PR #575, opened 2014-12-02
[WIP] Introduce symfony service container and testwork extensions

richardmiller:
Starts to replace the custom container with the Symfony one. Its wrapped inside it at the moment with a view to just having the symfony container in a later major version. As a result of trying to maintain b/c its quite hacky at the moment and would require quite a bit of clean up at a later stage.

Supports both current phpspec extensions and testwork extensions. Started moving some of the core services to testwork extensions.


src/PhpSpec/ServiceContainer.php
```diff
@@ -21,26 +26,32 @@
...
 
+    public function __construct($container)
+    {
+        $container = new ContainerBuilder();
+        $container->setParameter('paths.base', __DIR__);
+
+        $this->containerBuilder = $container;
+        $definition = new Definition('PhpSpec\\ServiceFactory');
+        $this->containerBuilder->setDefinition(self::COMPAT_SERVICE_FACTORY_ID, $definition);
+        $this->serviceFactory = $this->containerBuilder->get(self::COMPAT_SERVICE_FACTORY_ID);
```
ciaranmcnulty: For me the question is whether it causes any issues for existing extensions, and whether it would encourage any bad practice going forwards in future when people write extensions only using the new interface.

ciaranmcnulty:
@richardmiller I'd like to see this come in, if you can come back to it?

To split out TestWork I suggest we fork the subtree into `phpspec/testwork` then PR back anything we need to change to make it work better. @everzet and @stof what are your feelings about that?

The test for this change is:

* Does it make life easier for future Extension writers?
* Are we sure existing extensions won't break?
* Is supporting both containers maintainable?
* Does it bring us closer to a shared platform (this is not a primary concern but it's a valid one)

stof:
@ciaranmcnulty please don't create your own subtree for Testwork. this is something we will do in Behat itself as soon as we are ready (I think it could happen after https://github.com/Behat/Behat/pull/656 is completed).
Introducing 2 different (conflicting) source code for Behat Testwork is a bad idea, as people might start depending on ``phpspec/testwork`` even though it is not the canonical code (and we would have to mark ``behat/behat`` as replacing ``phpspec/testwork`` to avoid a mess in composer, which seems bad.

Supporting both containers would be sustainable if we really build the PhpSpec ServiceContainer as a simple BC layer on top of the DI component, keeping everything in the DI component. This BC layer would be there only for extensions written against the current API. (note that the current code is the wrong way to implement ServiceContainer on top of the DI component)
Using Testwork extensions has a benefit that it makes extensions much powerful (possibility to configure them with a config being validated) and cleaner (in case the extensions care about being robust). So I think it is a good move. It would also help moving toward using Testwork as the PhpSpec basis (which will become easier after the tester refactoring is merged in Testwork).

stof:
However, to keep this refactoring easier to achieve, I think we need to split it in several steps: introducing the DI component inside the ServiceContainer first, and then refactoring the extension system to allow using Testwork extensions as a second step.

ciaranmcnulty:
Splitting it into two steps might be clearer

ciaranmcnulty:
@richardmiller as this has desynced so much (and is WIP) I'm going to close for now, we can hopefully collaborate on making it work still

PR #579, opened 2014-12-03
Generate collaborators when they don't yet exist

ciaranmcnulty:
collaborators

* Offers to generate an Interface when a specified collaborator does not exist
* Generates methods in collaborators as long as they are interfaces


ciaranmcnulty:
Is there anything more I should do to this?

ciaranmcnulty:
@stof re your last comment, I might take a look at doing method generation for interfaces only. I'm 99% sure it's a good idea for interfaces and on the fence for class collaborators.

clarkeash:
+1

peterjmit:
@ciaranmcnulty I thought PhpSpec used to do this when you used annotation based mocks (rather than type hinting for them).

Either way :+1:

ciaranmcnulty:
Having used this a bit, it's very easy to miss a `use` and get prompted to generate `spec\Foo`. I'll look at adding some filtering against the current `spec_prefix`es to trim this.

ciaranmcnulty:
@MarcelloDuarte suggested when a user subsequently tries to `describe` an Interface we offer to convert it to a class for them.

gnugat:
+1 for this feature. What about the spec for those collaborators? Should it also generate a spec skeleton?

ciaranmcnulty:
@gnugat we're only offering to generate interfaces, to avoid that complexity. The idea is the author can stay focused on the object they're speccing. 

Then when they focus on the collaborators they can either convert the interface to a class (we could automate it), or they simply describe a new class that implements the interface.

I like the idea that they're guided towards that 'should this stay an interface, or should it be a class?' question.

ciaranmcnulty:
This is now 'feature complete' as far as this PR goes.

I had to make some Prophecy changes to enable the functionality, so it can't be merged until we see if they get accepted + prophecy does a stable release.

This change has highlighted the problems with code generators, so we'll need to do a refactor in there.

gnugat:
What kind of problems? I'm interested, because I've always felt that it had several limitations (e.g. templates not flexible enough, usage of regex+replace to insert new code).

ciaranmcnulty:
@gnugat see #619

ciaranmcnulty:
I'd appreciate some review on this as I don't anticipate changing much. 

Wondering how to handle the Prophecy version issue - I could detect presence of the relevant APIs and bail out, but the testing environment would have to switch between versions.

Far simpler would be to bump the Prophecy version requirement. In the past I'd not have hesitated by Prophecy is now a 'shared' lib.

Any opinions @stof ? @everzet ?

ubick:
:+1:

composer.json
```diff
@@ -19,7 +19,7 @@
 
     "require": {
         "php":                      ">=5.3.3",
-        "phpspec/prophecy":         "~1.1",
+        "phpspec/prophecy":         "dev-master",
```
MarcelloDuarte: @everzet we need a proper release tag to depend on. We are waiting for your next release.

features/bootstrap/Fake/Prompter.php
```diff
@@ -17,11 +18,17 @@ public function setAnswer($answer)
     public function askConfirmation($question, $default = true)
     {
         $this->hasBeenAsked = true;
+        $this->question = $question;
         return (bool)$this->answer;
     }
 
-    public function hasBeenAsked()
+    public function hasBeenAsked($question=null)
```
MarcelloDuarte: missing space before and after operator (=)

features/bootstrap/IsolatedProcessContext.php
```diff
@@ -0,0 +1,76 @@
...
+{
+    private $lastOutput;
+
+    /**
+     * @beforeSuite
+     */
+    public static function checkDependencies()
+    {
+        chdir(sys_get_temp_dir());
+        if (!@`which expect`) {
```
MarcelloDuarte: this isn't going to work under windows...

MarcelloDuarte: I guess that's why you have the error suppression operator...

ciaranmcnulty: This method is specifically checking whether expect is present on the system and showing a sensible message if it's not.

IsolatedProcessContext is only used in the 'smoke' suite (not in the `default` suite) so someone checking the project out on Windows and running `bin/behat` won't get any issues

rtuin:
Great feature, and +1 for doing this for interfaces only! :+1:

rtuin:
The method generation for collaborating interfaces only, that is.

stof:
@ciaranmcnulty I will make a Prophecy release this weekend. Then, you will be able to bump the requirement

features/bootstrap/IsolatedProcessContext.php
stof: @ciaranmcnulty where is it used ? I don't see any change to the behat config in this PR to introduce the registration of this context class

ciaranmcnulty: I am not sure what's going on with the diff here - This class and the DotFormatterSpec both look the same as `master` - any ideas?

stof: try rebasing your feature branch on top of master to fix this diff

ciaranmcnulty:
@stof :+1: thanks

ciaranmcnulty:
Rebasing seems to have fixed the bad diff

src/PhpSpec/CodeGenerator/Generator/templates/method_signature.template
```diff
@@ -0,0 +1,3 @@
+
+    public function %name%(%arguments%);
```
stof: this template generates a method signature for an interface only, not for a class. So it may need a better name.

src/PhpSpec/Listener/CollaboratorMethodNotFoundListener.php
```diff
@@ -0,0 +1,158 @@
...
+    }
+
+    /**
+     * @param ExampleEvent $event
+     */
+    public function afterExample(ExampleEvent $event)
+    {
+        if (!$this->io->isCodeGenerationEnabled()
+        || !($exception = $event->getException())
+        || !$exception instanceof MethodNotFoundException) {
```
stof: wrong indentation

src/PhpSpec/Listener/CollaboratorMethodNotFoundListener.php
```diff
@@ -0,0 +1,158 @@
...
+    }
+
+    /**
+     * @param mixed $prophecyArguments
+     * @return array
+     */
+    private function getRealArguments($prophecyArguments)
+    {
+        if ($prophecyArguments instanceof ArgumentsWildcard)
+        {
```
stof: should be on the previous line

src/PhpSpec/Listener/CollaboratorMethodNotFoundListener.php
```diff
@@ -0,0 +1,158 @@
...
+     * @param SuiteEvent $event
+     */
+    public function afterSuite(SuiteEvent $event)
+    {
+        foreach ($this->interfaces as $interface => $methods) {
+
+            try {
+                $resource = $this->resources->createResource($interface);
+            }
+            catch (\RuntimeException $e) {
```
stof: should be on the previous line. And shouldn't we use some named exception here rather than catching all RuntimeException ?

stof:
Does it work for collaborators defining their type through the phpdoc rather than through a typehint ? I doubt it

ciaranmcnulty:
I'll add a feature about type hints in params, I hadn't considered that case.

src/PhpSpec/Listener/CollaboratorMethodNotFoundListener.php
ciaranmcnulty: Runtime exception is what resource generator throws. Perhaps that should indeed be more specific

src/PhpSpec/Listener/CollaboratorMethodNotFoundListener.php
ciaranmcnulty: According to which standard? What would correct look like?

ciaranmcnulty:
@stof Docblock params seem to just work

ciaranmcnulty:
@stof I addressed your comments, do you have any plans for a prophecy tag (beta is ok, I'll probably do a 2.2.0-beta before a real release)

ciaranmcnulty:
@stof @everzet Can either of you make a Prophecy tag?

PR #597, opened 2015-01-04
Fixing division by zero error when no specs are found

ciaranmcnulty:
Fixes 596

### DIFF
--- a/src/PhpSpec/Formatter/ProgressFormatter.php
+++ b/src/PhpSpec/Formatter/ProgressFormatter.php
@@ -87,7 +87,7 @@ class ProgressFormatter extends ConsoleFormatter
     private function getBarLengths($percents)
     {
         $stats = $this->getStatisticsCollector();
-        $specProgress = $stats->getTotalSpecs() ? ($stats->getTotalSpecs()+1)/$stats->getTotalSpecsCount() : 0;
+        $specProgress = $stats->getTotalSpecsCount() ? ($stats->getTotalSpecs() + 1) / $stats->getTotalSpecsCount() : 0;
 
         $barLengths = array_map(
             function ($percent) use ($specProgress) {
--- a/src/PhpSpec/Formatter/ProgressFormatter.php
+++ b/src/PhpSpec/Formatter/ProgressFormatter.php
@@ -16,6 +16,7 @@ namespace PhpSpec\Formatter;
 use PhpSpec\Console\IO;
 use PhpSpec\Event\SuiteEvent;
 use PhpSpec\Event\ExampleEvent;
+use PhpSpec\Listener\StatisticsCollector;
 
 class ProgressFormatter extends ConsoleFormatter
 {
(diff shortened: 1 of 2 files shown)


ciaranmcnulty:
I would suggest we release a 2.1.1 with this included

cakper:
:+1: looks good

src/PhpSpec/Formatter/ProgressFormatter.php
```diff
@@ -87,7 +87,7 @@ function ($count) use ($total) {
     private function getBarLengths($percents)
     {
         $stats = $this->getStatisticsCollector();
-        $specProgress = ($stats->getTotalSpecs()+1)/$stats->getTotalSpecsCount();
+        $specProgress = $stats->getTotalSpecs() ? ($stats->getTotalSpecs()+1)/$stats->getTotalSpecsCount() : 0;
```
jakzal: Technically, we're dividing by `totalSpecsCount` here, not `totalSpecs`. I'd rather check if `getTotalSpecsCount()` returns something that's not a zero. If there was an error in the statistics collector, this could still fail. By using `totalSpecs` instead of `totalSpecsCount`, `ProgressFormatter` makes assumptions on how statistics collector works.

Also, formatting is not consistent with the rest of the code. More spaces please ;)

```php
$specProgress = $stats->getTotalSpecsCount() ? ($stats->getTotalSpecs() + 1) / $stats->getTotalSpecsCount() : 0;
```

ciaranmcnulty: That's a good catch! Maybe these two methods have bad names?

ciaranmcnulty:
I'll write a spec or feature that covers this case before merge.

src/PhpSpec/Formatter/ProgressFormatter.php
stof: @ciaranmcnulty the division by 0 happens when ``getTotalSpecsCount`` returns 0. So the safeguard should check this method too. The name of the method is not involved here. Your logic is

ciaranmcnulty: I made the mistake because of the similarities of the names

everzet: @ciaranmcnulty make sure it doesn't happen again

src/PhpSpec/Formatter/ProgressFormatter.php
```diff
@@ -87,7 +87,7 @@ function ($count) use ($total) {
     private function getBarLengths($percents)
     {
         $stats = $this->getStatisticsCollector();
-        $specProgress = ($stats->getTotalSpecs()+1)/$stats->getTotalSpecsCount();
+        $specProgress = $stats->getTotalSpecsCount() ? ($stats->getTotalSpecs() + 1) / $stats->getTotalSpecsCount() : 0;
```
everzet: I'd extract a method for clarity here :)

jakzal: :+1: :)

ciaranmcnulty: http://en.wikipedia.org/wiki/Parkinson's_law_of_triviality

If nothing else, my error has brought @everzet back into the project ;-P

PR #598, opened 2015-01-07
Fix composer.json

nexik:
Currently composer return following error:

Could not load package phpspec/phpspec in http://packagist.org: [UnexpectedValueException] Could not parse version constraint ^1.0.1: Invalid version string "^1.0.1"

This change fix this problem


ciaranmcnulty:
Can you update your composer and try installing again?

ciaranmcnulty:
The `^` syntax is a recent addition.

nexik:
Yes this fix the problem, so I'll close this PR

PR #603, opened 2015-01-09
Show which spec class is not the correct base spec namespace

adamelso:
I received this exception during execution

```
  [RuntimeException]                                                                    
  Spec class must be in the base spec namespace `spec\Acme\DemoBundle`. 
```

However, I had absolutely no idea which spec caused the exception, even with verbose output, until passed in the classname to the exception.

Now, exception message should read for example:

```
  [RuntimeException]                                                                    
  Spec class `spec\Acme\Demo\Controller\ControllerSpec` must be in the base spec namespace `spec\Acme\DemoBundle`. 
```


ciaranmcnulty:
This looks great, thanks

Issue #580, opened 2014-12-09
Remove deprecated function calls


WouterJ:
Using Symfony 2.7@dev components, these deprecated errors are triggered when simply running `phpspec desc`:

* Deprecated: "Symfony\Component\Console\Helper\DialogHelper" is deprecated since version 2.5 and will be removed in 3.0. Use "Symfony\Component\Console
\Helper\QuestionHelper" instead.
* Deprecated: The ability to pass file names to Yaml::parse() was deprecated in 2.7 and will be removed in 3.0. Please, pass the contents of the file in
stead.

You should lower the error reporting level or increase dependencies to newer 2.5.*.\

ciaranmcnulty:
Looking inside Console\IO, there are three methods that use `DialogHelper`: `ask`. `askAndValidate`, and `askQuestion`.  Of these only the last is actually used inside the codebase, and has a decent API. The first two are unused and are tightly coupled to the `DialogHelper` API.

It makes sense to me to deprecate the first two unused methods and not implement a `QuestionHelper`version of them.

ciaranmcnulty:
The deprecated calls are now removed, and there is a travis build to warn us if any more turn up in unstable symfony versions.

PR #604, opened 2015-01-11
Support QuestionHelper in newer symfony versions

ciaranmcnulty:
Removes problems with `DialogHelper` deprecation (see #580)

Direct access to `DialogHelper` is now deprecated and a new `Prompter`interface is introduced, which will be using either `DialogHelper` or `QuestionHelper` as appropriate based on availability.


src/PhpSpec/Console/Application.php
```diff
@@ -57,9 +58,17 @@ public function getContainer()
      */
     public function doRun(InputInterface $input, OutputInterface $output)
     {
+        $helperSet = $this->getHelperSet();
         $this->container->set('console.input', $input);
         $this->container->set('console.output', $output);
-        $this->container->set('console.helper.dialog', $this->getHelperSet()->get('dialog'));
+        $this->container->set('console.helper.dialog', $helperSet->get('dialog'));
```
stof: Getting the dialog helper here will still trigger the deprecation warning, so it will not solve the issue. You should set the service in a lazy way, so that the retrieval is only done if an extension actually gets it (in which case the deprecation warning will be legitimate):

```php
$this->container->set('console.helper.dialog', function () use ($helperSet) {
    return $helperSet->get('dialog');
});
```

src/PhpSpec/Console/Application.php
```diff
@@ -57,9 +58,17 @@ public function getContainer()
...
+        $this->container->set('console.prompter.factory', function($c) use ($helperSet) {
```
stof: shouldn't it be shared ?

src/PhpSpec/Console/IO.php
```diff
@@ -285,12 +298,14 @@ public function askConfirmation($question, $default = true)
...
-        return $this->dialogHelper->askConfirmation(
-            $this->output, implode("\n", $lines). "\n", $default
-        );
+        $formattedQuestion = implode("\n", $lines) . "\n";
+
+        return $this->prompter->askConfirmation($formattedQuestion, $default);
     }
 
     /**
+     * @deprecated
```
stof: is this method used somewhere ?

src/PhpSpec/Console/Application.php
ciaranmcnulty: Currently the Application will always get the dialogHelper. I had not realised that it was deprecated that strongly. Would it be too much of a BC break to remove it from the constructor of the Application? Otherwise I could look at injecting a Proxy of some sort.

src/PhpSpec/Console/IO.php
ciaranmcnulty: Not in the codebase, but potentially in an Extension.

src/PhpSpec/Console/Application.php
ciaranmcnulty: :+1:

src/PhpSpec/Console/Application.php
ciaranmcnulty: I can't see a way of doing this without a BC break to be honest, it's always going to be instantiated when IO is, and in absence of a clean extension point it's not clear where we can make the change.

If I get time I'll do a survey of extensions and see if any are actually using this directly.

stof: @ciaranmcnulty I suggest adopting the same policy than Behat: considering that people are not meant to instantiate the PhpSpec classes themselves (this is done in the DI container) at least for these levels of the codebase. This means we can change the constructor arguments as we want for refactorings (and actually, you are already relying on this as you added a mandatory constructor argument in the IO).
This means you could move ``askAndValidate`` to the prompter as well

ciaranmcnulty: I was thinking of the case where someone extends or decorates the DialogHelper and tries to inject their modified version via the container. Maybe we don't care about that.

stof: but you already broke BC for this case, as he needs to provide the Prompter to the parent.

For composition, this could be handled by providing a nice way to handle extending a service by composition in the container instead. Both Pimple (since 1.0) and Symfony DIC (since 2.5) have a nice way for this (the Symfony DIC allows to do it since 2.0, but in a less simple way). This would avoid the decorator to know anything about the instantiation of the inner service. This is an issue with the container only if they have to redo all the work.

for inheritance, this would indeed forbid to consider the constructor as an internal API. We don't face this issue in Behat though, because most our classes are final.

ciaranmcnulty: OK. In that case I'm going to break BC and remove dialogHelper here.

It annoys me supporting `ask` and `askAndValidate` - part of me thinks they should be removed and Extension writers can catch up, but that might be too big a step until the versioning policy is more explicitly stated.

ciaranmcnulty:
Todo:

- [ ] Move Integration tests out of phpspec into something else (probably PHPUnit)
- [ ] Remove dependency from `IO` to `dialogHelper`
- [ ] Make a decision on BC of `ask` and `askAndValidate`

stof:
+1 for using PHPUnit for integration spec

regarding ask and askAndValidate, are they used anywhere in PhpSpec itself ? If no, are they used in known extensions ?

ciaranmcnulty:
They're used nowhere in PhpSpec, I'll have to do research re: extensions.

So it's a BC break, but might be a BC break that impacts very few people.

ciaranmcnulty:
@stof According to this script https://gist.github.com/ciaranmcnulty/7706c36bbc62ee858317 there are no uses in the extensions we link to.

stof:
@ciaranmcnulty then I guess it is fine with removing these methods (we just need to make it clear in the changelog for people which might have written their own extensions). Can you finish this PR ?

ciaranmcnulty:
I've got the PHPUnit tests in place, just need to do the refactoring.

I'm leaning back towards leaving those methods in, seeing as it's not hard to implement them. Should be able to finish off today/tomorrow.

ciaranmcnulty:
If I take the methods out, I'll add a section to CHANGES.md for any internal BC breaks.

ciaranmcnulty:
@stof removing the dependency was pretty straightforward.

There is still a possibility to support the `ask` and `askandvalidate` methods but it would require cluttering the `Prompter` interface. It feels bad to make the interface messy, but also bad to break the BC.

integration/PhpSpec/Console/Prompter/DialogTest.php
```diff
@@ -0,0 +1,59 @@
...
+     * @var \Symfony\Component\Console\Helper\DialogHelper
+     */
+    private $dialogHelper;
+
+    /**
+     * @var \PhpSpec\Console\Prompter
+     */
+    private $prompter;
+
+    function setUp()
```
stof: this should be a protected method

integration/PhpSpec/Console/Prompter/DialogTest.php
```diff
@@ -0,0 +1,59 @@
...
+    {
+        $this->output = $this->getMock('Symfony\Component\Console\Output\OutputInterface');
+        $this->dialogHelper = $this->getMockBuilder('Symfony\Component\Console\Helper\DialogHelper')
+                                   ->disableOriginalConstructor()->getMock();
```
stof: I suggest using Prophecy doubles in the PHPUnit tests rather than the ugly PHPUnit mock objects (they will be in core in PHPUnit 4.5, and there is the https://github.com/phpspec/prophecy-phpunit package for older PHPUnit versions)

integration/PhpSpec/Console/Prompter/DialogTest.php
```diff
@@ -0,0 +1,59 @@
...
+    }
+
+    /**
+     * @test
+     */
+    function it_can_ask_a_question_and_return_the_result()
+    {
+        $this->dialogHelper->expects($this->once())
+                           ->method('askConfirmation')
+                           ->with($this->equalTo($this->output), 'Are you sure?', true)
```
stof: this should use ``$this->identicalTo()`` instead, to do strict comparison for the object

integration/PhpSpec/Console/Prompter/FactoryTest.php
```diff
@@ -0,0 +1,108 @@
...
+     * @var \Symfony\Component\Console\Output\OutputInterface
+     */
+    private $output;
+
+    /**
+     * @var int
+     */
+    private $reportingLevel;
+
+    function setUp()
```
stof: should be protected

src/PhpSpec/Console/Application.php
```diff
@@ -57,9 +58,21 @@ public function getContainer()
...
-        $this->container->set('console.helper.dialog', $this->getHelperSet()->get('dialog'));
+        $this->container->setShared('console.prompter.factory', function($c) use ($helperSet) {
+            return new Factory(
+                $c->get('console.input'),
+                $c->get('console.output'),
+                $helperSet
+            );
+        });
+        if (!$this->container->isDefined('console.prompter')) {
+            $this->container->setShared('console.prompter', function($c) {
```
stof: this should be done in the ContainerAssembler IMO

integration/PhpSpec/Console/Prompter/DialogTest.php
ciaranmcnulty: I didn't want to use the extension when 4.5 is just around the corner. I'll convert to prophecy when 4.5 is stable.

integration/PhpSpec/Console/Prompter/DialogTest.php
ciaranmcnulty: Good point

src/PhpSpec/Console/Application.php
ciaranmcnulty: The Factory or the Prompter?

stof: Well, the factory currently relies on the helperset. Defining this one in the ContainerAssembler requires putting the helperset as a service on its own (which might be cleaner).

> Assigned task
Extract, please, the lines from the start of the entries above through the one with "To split out", both included, reproducing each exactly and adding nothing.

> Solution to this problem
PR #575, opened 2014-12-02
[WIP] Introduce symfony service container and testwork extensions

richardmiller:
Starts to replace the custom container with the Symfony one. Its wrapped inside it at the moment with a view to just having the symfony container in a later major version. As a result of trying to maintain b/c its quite hacky at the moment and would require quite a bit of clean up at a later stage.

Supports both current phpspec extensions and testwork extensions. Started moving some of the core services to testwork extensions.


src/PhpSpec/ServiceContainer.php
```diff
@@ -21,26 +26,32 @@
...
 
+    public function __construct($container)
+    {
+        $container = new ContainerBuilder();
+        $container->setParameter('paths.base', __DIR__);
+
+        $this->containerBuilder = $container;
+        $definition = new Definition('PhpSpec\\ServiceFactory');
+        $this->containerBuilder->setDefinition(self::COMPAT_SERVICE_FACTORY_ID, $definition);
+        $this->serviceFactory = $this->containerBuilder->get(self::COMPAT_SERVICE_FACTORY_ID);
```
ciaranmcnulty: For me the question is whether it causes any issues for existing extensions, and whether it would encourage any bad practice going forwards in future when people write extensions only using the new interface.

ciaranmcnulty:
@richardmiller I'd like to see this come in, if you can come back to it?

To split out TestWork I suggest we fork the subtree into `phpspec/testwork` then PR back anything we need to change to make it work better. @everzet and @stof what are your feelings about that?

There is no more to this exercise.